I was hoping my first post wouldn't be a post proving my newbiness.  My wife picked me up a Smoke Hollow for Christmas and I've used it to do some boneless ribs and such.  I've had pretty good success and have had a lot of fun.

So for my next trick, I figured I'd try some jerky.  Picked up the London Broil, had it sliced and ended up getting a dry cure on it at 3 a.m. Saturday morning.  Of course, I couldn't find any measuring spoons and looked at the directions and did a guesstimate.   Well, you can guess how that turned out. I ended up using twice the amount of cure as the instructions instructed.  It is Eastman Outdoors Jerky Cure and Seasoning.  One teaspoon per pound and I had 2 1/2 pounds of meat.  I ended up using the whole one once packet.  Six teaspoons instead of 2 1/2.

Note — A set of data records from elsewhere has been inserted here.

PR #1232, opened 2023-05-31
Fix compile when install the newest version

PonyPC:
cargo install flutter_rust_bridge_codegen v1.77.1
```
   Compiling flutter_rust_bridge_codegen v1.77.1
error[E0451]: field `config_path` of struct `Config` is private
   |
99 |         ..Default::default()
   |           ^^^^^^^^^^^^^^^^^^ field `config_path` is private

For more information about this error, try `rustc --explain E0451`.
error: could not compile `flutter_rust_bridge_codegen` due to previous error
warning: build failed, waiting for other jobs to finish...
error: failed to compile `flutter_rust_bridge_codegen v1.77.1`, intermediate artifacts can be found at
```

### DIFF
--- a/frb_codegen/src/commands.rs
+++ b/frb_codegen/src/commands.rs
@@ -77,25 +77,23 @@ fn cbindgen(
         "execute cbindgen rust_crate_dir={} c_output_path={}",
         rust_crate_dir, c_output_path
     );
-    let config = cbindgen::Config {
-        language: cbindgen::Language::C,
-        sys_includes: vec![
-            "stdbool.h".to_string(),
-            "stdint.h".to_string(),
-            "stdlib.h".to_string(),
-        ],
-        no_includes: true,
-        // copied from: dart-sdk/dart_api.h
-        // used to convert Dart_Handle to Object.
-        after_includes: Some("typedef struct _Dart_Handle* Dart_Handle;".to_owned()),
-        export: cbindgen::ExportConfig {
-            include: c_struct_names
-                .iter()
-                .map(|name| format!("\"{name}\""))
-                .collect(),
-            exclude: exclude_symbols,
-            ..Default::default()
-        },
+    let mut config = cbindgen::Config::default();
+    config.language = cbindgen::Language::C;
+    config.sys_includes = vec![
+        "stdbool.h".to_string(),
+        "stdint.h".to_string(),
+        "stdlib.h".to_string(),
+    ];
+    config.no_includes = true;
+    // copied from: dart-sdk/dart_api.h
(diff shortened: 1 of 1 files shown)


fzyzcjy:
LGTM after CI is green! More specifically, only need to worry about `Rust linter`, as the other two are flaky and known problems.

fzyzcjy (approved):

fzyzcjy:
Hmm, for this linter error, I guess we can suppress it there, since it is a false positive.

```
error: field assignment outside of initializer for an instance created with Default::default()
  --> frb_codegen/src/commands.rs:81:5
   |
81 |     config.language = cbindgen::Language::C;
   |     ^^^^^^^^^^^^^^^^^^^^^^^^^^^^^^^^^^^^^^^^
   |
note: consider initializing the variable with `cbindgen::Config { language: cbindgen::Language::C, sys_includes: vec![
              "stdbool.h".to_string(),
              "stdint.h".to_string(),
              "stdlib.h".to_string(),
          ], no_includes: true, after_includes: Some("typedef struct _Dart_Handle* Dart_Handle;".to_owned()), export: cbindgen::ExportConfig {
              include: c_struct_names
                  .iter()
                  .map(|name| format!("\"{name}\""))
                  .collect(),
              exclude: exclude_symbols,
              ..Default::default()
          }, ..Default::default() }` and removing relevant reassignments
  --> frb_codegen/src/commands.rs:80:5
   |
80 |     let mut config = cbindgen::Config::default();
   |     ^^^^^^^^^^^^^^^^^^^^^^^^^^^^^^^^^^^^^^^^^^^^^
   = help: for further information visit https://rust-lang.github.io/rust-clippy/master/index.html#field_reassign_with_default
   = note: `-D clippy::field-reassign-with-default` implied by `-D warnings`
```

konsti219:
I think the better solution to this problem would be locking `cbindgen` at `0.24.5` while they work on fixing the broken crate version.

w-ensink:
Mozilla fixed it. Build it working again.

fzyzcjy:
> Mozilla fixed it. Build is working again.

So... shall I close the PR?

w-ensink:
> So... shall I close the PR?

I don't think you should merge this one, as it only makes the code more imperative and it doesn't really add anything. But it's totally up to you :-) 
The problem is solved either way.

fzyzcjy:
I checked a bit about the mozilla issue. Seems that I should keep it open and see what happens to the next breaking version of cbindgen. If that version still contains this breaking change, then we will need to eventually do this change I guess.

In my defence, I was going to just toss the meat, no matter how much it hurt.  However, my wife suggested I ask here and see if I could rinse it, or how big a deal it actually is to have used so much excess cure.  All the reading I've done tonight suggests that we will all die and the earth will reverse its rotation if we use it as is.   So in a nutshell, this newbie is deffering to the experts.  If I gotta toss it, that's fine, but it sure looks and smells like some yummy meat.

On a side note, my wife and I also got into a discussion about the fact that 2 1/2 teaspoons just didn't seem to be enough cure to physically cover all the meat.  The instructions said nothing about a brine mixture, so I am just curious as to how the cure actually works if it doesn't cover completely, or do I need to massage it until it does?

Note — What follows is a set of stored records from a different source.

PR #1238, opened 2023-06-14
Translate tuples and enums

### LINKED ISSUE #1211: Use Dart 3 features for codegen
Generate appropriate code for records and sealed classes introduced in Dart 3. It can replace Freezed in cases where not all of its functionality is required, producing leaner code.

## Records (tuple)

Related: #329 #954

```rust
type A = (i32, String);
```

```dart
typedef A = (int, String);
```

## Sealed classes

```rust
pub enum Foo {
  Bar,
  Baz(String),
  Quux { foo: String }
}
```

```dart
sealed class Foo {
  const Foo();
}

class Bar extends Foo {
  const Bar();
}

class Baz extends Foo {
  final String field0;
  const Baz(this.field0);
}

class Quux extends Foo {
  final String foo;
  const Quux({required this.foo});
}
```

However, this is not a one-to-one replacement, since the current Freezed implementation renames enum variants from `Foo::Bar` to `Foo_Bar` to avoid name collisions, while idiomatic usage expects the names being unchanged, e.g. in switch expressions:

```dart
final foo = switch (Bar()) {
  Bar() => ..,
  Baz() => ..,
  Quux() => ..,
};
```

Desdaemon:
## Changes

Closes #1211
Blocked by ~~sunshine-protocol/allo-isolate#44~~

- `@freezed sealed class` syntax for pattern matching (~~gated behind `--dart3`~~ opt out with `--no-dart3`)
- Tuples to Dart records 

## Checklist

- [ ] CI is passing.

## Remark for PR creator


book/src/SUMMARY.md
fzyzcjy, line 1: nit: maybe add a line in https://cjycode.com/flutter_rust_bridge/feature/lang_simple.html

book/src/feature/lang_tuple.md
```diff
@@ -0,0 +1,14 @@
+# Tuples
+
+Introduced in Dart 3, [records](https://dart.dev/language/records) provide the equivalent of Rust's tuples.
```
fzyzcjy, line 3: Hey I realize https://github.com/fzyzcjy/flutter_rust_bridge/blob/b7ec2dabe9f6582c3d544f0e1239d3cba18b3dfb/frb_dart/pubspec.yaml#L6 we already require Dart 3 in our lib.

Thus, maybe we do not need to introduce this flag, and can make it the default?

(This can be done only if this flag will not introduce any breaking change)

frb_codegen/src/generator/dart/ty_record.rs
```diff
@@ -0,0 +1,72 @@
...
+                        value.safe_ident(),
+                        idx + 1
+                    )
+                } else {
+                    format!(
+                        "wireObj.field{idx} = api2wire_{}(apiObj.${});",
+                        value.safe_ident(),
+                        idx + 1
+                    )
+                }
```
fzyzcjy, line 47: hmm is it possible we unify the two cases? 

Or, does this pattern occur repeatedly? If so can we extract some common code?

frb_codegen/src/generator/rust/ty_record.rs
```diff
@@ -0,0 +1,83 @@
...
+                }}
+            }}
+
+            impl Default for {wire} {{
+                fn default() -> Self {{
+                    Self::new_with_null_ptr()
+                }}
+            }}"
+        )
+    }
```
fzyzcjy, line 82: nit: is it copy-paste-modified from somewhere in the codebase? If so we may be able to extract out some common code

fzyzcjy (commented):
Good job! Only nits

book/src/feature/lang_tuple.md
Desdaemon: It is a breaking change, since class modifiers like `sealed` were only introduced in Dart 3 and would cause a syntax error on previous versions. But if we're already on 3, it makes good sense to make it the default.

frb_codegen/src/generator/dart/ty_record.rs
Desdaemon: This was copied verbatim from IrStruct, so perhaps a solution for it may be desired as well.

fzyzcjy:
Feel free to ping me when CI is green!

Desdaemon:
@fzyzcjy I assume the MacOS integration test is still broken? Otherwise all seems to be fine.

fzyzcjy:
Yes I think so.

frb_codegen/src/generator/rust/ty_record.rs
```diff
@@ -0,0 +1,76 @@
...
+
+    fn new_with_nullptr(&self, collector: &mut ExternFuncCollector) -> String {
+        TypeStructRefGenerator {
+            ir: self.ir.inner.clone(),
+            context: self.context.clone(),
+        }
+        .new_with_nullptr(collector)
+    }
+}
```
fzyzcjy, line 76: nit: simply extract `TypeStructRefGenerator { ...... }` into a function like, e.g.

Sorry for the longish post, I tend to drone on a bit, but I am typically pretty harmless.   Oh, and I love this site.  I've learned a lot in a short time, however, obviously not enough.


----------



## DanMcG (Jan 25, 2010)

I'm no expert, and I'm not familiar with the product you're using, but nitrates are nothing to fool around with, to much can kill ya and I personally would toss it and try again. Even if you could wash it off, I think after 24 hours it's already into the meat and it's to late.


----------



## justsmoke2 (Jan 25, 2010)

I would toss just to be on the safe side.  I would think it would be to salty to eat anyways.  I made the mistake of wanting to add more seasoning on some sausage from a kit.  So I measured them out not thinking I needed less cure as I was adding enough season for an extra 2 lbs.


----------



## scpatterson (Jan 25, 2010)

Think I would toss it myself and get some measuring spoons....

Stop off my Roll Call and introduce yourself, let us know your experience and such...

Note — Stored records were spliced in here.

PR #1298, opened 2023-07-29
feat: reinforce error handling, reduce panics

Desdaemon:
## Changes

- Replace `anyhow::Error` with canonical error listings for library functions
  - Each module tries to manage its own error listing, rather than a single union of errors
- Allow `Err(anyhow!(..))?` as the new adhoc error syntax
  - Aim to reduce dependency on panicking as an error handling mechanism
- New flag `--keep-going` to delay error reporting to after codegen
- Use `anyhow::Context` where possible to make code concise and preserve backtraces

IR functions and methods are not included and should/may come in a separate PR.

The following public APIs have been changed:
- `ensure_tools_available` has opaque error type
- `dump::dump_multi` has opaque error type

## Checklist

- [ ] CI is passing.

## Remark for PR creator

### DIFF
--- a/Cargo.toml
+++ b/Cargo.toml
@@ -29,7 +29,6 @@ flutter_rust_bridge_macros = { path = "frb_macros", version = "1" }
 flutter_rust_bridge = { path = "frb_rust", default-features = false, version = "1" }
 flutter_rust_bridge_codegen = { path = "frb_codegen", version = "1" }
 
-[profile.release]
+[profile.release.package.flutter_rust_bridge_codegen]
 strip = "debuginfo"
-lto = "thin"
 debug = 1 # preserves some debug information
--- a/Cargo.toml
+++ b/Cargo.toml
@@ -32,3 +32,4 @@ flutter_rust_bridge_codegen = { path = "frb_codegen", version = "1" }
 [profile.release]
 strip = "debuginfo"
 lto = "thin"
+debug = 1 # preserves some debug information
--- a/Cargo.toml
+++ b/Cargo.toml
@@ -23,6 +23,7 @@ anyhow = "1.0.64"
 chrono = "0.4.23"
 lazy_static = "1.4.0"
 uuid = "1.1.2"
+thiserror = "1.0"
 
 flutter_rust_bridge_macros = { path = "frb_macros", version = "1" }
 flutter_rust_bridge = { path = "frb_rust", default-features = false, version = "1" }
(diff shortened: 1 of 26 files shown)


fzyzcjy:
Looks great - this will improve developer experience!

fzyzcjy:
(I will review probably within 24h)

frb_codegen/src/utils/dart_repository/dart_repo.rs
```diff
@@ -83,28 +83,26 @@ impl DartRepository {
...
+                DartToolchain::lock_filename()
+            )
         })?;
         let dependency = lock_file.packages.get(package);
         let version = match dependency {
             Some(dependency) => {
                 let pm = dependency.installed_in();
                 if pm.as_ref() != Some(&manager) {
-                    return Err(anyhow::Error::new(Error::InvalidDep {
+                    return Err(Error::InvalidDep {
```
fzyzcjy, line 101: nit: are we missing backtrace when migrating from anyhow error to thiserror?

seems we can add it https://stackoverflow.com/questions/61744018/how-do-i-print-a-backtrace-without-panicking-using-thiserror

I am not sure whether we should add the backtrace though - e.g. InvalidDep already tells you a lot of information, maybe they are already enough?

fzyzcjy (approved):
Good job and ready to merge after nits!

Cargo.toml
```diff
@@ -31,3 +32,4 @@ flutter_rust_bridge_codegen = { path = "frb_codegen", version = "1" }
 [profile.release]
 strip = "debuginfo"
 lto = "thin"
+debug = 1 # preserves some debug information
```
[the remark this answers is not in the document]
Desdaemon: I don't know if there is a way to set profiles for individual crates yet (Rust wouldn't allow it), if there is one I'll put it in for this PR.

frb_codegen/src/utils/dart_repository/dart_repo.rs
Desdaemon: Yeah, I've been thinking about what makes a backtrace useful in such cases. If the error is descriptive enough as to be self-diagnosable by the user then perhaps not. It is possible to add in your own backtraces though, so I can go back and add them in where needed.

fzyzcjy:
Btw, maybe we should add some doc about how errors should be handled? Or even better, if there could be some lints.

For example, when reviewing https://github.com/fzyzcjy/flutter_rust_bridge/pull/1320, I realize it is easy to introduce suboptimial ways of handling errors in new code. (btw that PR is just a draft and proof-of-concept so it is OK; but I am thinking about more general PRs in the future)

Desdaemon:
Maybe this solution is a bit extreme, but lints like [unwrap_in_result](https://rust-lang.github.io/rust-clippy/stable/index.html) can be used to discourage unannotated unwraps. I tried applying the lint to frb_codegen and there were only several cases so it could be done rather quickly, but long-term may not be sufficient.

fzyzcjy:
Looks interesting! I agree one lint rule may not be enough to catch all style problems.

Lot a good people here and tons of info


----------



## pignit (Jan 25, 2010)

Toss it.... lesson learned. We've all been there.


----------



## que-ball (Jan 25, 2010)

Yeah, toss it.  If you had realized your error sooner I'd have said "throw more meat at it".  The cure doesn't need to physically touch each piece of meat from the start.  Mix it as best you can, and it will penetrate through the meat as the process takes place.


----------



## vinylhanger (Jan 25, 2010)

Toss it I will do.  And then go and buy myself a set of measuring spoons.  Thanks for the info and understanding responses.  I'm off to buy some more meat and try again.  I'll let you know how it turns out.


----------



## erain (Jan 25, 2010)

VH,   nice to see you taking an interest, but look at the mistake you made and suppose it was the other way around. half as much cure as needed... the meats need to be weighed closley and the cure needs to be weighed/measured precisley. sorry the hear about the result but i would toss and start again. if interested in curing get a book called "great sausagemaking and meat curing" by rytek kutas... read it and man there is a ton of stuff to learn... also lots of info on the net. better luck next time!!!


----------



## DanMcG (Jan 25, 2010)

Like Erain said "_the cure needs to be weighed/measured precisley" _I use a scale that measures down to .1 of a gram and I get a warm fuzzy felling when I know I got the right amount of cure in my product. Last thing i want to do is make a friend sick or worse. And Like Pignit said,_ "lesson learned. We've all been there_." Anybody that says they never tossed a chunk of meat is lying to ya. I tossed 9 pounds of Canadian bacon two weeks ago cause I might have screwed it up, or it might have been the premix brine :)


----------



## ryanhoelzer (Jan 29, 2010)

Luckily WalMart is about 2 minutes away.  I was mixing my cure/seasoning last night for my first batch of jerky and couldn't find a single measuring spoon.  I could swear I had some..  Anyway, a quick trip to WM and I was set.


----------



## tlzimmerman (Jan 29, 2010)

As far as covering the meat, I always either mix it well with my other dry seasonings before rubbing, or I put it all in water brine or mix it with ground jerky.  Getting a good cover of cure is very important, mix well.

Good luck.  Good scales and precise measurements are a must when curing meat.


----------